▶ _Work item_: Collect each line of the records containing the string "jenkins".

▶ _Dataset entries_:
_ _ _ _

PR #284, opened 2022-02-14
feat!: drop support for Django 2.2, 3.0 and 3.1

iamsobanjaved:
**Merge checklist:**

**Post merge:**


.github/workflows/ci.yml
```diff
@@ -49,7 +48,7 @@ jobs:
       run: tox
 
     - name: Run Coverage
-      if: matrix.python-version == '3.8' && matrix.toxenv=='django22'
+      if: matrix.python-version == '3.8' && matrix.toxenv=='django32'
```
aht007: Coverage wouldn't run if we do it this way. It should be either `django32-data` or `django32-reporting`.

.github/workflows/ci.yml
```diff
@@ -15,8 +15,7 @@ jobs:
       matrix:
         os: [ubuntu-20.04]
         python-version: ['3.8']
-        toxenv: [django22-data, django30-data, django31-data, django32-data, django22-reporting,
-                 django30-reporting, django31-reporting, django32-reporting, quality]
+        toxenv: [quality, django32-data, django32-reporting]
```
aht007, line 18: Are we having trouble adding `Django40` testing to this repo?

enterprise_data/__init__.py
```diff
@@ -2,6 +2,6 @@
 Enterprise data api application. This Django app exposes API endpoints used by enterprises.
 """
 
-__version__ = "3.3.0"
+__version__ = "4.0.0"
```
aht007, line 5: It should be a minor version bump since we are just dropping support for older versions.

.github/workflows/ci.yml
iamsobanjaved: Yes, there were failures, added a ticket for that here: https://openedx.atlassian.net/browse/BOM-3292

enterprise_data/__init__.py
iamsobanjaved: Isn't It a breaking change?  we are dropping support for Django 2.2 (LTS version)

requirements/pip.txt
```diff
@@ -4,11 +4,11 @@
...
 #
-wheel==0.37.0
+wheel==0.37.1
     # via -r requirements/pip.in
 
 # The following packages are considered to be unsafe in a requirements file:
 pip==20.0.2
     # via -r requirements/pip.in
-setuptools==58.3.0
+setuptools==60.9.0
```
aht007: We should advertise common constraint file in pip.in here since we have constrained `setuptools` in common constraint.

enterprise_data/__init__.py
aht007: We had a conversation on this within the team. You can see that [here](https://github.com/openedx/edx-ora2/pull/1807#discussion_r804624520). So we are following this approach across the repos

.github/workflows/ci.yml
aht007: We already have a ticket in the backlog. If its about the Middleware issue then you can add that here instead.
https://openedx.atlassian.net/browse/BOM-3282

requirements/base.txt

_ _ _ _

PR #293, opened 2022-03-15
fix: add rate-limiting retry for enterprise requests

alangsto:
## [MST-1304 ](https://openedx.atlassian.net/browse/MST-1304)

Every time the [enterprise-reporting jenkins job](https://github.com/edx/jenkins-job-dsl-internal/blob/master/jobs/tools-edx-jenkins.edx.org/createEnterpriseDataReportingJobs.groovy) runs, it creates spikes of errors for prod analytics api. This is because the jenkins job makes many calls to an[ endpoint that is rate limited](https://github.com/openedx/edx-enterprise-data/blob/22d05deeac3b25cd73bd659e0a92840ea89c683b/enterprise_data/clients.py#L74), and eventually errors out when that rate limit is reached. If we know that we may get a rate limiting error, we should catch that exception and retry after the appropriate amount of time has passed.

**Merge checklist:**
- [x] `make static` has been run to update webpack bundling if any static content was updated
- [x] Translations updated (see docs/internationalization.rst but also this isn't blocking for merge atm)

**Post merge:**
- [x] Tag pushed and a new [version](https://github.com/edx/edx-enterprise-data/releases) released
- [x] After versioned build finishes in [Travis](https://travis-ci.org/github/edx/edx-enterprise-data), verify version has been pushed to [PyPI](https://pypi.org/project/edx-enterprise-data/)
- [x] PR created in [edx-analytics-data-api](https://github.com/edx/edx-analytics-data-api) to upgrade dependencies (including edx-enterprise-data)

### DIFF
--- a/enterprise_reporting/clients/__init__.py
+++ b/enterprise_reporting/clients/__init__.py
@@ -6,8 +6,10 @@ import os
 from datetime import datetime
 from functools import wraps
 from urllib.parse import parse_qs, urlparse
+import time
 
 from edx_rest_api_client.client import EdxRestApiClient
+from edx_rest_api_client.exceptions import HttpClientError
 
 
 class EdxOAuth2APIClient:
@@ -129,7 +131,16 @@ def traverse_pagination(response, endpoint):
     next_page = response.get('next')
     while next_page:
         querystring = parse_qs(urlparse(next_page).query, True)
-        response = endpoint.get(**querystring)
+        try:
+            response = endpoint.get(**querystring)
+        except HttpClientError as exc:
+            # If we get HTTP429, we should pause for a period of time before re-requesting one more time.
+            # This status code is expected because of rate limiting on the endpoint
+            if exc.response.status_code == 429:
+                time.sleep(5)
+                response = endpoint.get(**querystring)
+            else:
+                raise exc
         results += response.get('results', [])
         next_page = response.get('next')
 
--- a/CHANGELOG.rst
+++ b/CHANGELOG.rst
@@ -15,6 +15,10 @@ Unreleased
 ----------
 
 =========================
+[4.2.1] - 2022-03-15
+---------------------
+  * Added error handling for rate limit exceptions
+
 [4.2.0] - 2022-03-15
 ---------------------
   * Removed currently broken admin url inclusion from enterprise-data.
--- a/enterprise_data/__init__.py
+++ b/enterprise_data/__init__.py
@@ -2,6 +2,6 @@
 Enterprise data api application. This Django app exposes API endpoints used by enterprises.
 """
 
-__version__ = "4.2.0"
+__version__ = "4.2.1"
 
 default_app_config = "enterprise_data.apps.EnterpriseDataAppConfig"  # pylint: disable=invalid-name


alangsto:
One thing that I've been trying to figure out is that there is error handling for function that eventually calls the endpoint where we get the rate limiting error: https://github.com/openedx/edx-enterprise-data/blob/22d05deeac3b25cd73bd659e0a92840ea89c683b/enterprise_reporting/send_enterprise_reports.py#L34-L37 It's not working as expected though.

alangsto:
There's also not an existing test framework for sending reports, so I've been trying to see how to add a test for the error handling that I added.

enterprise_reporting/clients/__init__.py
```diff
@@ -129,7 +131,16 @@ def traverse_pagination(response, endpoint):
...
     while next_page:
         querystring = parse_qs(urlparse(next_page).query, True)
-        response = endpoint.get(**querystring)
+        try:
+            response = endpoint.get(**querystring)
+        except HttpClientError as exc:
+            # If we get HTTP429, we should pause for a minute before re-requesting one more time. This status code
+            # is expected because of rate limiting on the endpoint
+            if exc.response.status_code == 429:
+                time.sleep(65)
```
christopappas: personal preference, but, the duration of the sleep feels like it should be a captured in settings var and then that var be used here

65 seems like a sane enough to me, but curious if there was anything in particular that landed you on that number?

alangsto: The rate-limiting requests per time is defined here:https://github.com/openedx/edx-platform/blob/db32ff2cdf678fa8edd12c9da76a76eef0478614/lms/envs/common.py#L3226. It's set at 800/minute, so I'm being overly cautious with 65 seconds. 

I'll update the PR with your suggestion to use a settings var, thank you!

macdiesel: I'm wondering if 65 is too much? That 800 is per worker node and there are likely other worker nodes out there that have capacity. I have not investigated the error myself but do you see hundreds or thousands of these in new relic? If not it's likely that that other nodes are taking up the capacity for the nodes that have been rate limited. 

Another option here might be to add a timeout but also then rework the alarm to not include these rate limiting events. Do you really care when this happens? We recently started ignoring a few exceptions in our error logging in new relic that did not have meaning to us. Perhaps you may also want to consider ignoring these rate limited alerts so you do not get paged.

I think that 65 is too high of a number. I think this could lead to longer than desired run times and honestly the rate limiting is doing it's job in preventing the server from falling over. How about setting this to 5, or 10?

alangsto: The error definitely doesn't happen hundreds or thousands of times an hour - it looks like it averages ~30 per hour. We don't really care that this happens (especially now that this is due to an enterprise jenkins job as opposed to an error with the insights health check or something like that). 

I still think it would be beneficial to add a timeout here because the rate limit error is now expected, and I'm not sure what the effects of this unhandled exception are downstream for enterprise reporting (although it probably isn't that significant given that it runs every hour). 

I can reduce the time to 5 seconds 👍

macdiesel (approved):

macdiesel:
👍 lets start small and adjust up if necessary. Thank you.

_ _ _ _

▶ _Answer space_:
Every time the [enterprise-reporting jenkins job](https://github.com/edx/jenkins-job-dsl-internal/blob/master/jobs/tools-edx-jenkins.edx.org/createEnterpriseDataReportingJobs.groovy) runs, it creates spikes of errors for prod analytics api. This is because the jenkins job makes many calls to an[ endpoint that is rate limited](https://github.com/openedx/edx-enterprise-data/blob/22d05deeac3b25cd73bd659e0a92840ea89c683b/enterprise_data/clients.py#L74), and eventually errors out when that rate limit is reached. If we know that we may get a rate limiting error, we should catch that exception and retry after the appropriate amount of time has passed.
alangsto: The error definitely doesn't happen hundreds or thousands of times an hour - it looks like it averages ~30 per hour. We don't really care that this happens (especially now that this is due to an enterprise jenkins job as opposed to an error with the insights health check or something like that). 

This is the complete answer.